The tension was palpable for those inside Inverness Leisure Centre the last time Scotland waited with bated breath for regional list results to be declared.
With Labour and the SNP locked in the tightest of races, the eyes of the nation fell on the Highland capital as Holyrood’s final seven MSPs were named on May 4, 2007.
Late in the afternoon, rumours began to circulate that Alex Salmond’s bid to become first minister was all over, and that Labour had done enough to remain in power.
Returning officer Arthur McCourt had taken the candidates aside to tell them that four Labour MSPs had been elected on the list, alongside two Tories and one Green.

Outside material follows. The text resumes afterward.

PR #2748, opened 2023-04-05
docs: fix wasm plugin traffic selector docs

psinghal20:
The docs incorrectly mentioned CLIENT as INBOUND and SERVER as OUTBOUND in the traffic selector field docs in WASM Plugin. This PR changes the order of OUTBOUND and INBOUND terms to fix this confusion. 

The `WorkloadMode` docs correctly mention the CLIENT as OUTBOUND and SERVER as INBOUND: https://istio.io/latest/docs/reference/config/type/workload-selector/#WorkloadMode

Five minutes of celebration – half an hour of confusion
Christine Conniff, Labour’s fourth list candidate, punched the air in celebration.
But there were mixed emotions for Green MSP Eleanor Scott, who was heading back to Holyrood at the expense of her partner, Rob Gibson of the SNP, who had missed out.
That was all about to change, however.
The SNP’s David Thompson had been watching the figures emerging since Thursday night and knew immediately that something was wrong.
He challenged the result, causing confusion for everyone watching on.
Among those in the hall was Fergus Ewing, who had a face like thunder as word of the apparent blunder rippled through the leisure centre.
Mr McCourt disappeared and more than half an hour passed as the numbers were recalculated.
When he returned, at about 5.30pm on the Friday, the correct results were announced – three Labour MSPs, two SNP and two Conservative.
It meant that the SNP had won a Holyrood election for the first time, that Labour’s stranglehold on Scottish politics had been broken, and Mr Salmond was to become first minister.
For Ms Scott, meanwhile, it was confirmed that she had not been re-elected after all, but her partner, Mr Gibson, had been.
Kit Fraser, of the Publican Party, observed the events close at hand.
He said at the time: “If it hadn’t been queried Labour would now be the majority party.
“It was astounding. We were gutted for the candidate who was a MSP for five minutes.”
Ms Conniff quickly recovered from her brief moment of excitement.
She said: “It was a long day and had dragged on. Everyone was tired. If I had been less tired I would have known right away it was wrong.
“I had a lot of support from the other parties. They felt worse than I did about it.
“There I was holding the balance of power in Scotland for a few minutes.”
In 2007, Mr McCourt said: “One of the columns in the spreadsheet didn’t carry out one of the sums. The data was in, but one column wasn’t added in.
“As soon as the discrepancy was pointed out by candidates, we went back and re-ran the programme and also did a manual check.”
He added: “There were people who had been working since seven on Thursday morning until 5pm the next day.
“Regardless of how well defined the processes, it is inevitable that human error crept in.”